Obligation de signalement

Outre ce premier gros morceau législatif, le gouvernement table sur l’introduction d’une nouvelle obligation de signalement pour les éditeurs de logiciels victimes d’un incident informatique ou ayant découvert une vulnérabilité sur un produit utilisé en France. Le projet de loi veut ainsi imposer la transmission d’une information à l’Anssi et aux utilisateurs de ces logiciels.

Une façon, espèrent les autorités, d’améliorer la transparence et la réaction dans ce domaine. Et sans oublier de donner un bâton pour convaincre les plus récalcitrants. L’agence pourrait ainsi faire du « name and shame » en signalant des injonctions sans réponse adressées à des éditeurs. Selon l’étude d’impact, les approches à l’amiable actuelles du cyberpompier ne rencontrent pas toujours « le succès escompté ».

Filtrage des noms de domaine

Ensuite, l’article 32 du projet de loi doit permettre également à l’Anssi de prescrire des mesures de filtrage de noms de domaine pour neutraliser des attaques informatiques. Cette disposition pourrait prendre la forme d’une injonction à un blocage et d’une suspension pour contrer une action malveillante, ou d’une redirection et d’un transfert du nom de domaine à des fins de renseignement.
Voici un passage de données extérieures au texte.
PR #1497, opened 2021-01-18
Add language switcher to CMS

VWSCoronaDashboard:
## Summary

This PR adds a plugin to clean up the UI when working with multi-language content

**Before:** 

image

**After:** 

image

## Motivation

Duplicating input fields per language takes up too much screen estate. This keeps things clean.

## Detailed design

« Les opérateurs contribueraient ainsi à assurer aux utilisateurs finaux un flux sécurisé de données dans le cadre de leur navigation sur internet », signale l’étude d’impact. « Cela permettrait également une augmentation significative des capacités nationales de détection des attaques informatiques et donnerait à l’Anssi la capacité de neutraliser des menaces graves et avérées, susceptibles d’affecter la sauvegarde de la sécurité nationale. »

Données techniques DNS

Enfin, l’article 33 prévoit la communication à l’agence des « données techniques, non identifiantes, enregistrées temporairement par les serveurs DNS qui établissent la correspondance entre le nom de domaine et l’adresse IP des machines d’un réseau ». Soit une façon, explique le gouvernement, qui signale un vide juridique existant, de détecter les serveurs mis en place par les attaquants et d’établir la chronologie de leurs attaques.

Si le Conseil d’Etat a jugé ces différentes dispositions proportionnées, il a par contre suggéré de ne pas retenir l’une des mesures du texte, jugée bancale. Celle-ci prévoit la possibilité pour l’Anssi de sous-traiter le recueil de données technique à un autre service de l’Etat dans un objectif de mutualisation.

Déposé à l’Assemblée nationale, le projet de loi devrait être examiné par les députés dans le courant du mois de mai, avec une navette vers le Sénat espérée pour le mois suivant. Le gouvernement mise sur une promulgation autour de la date symbolique du 14 juillet, la fête nationale.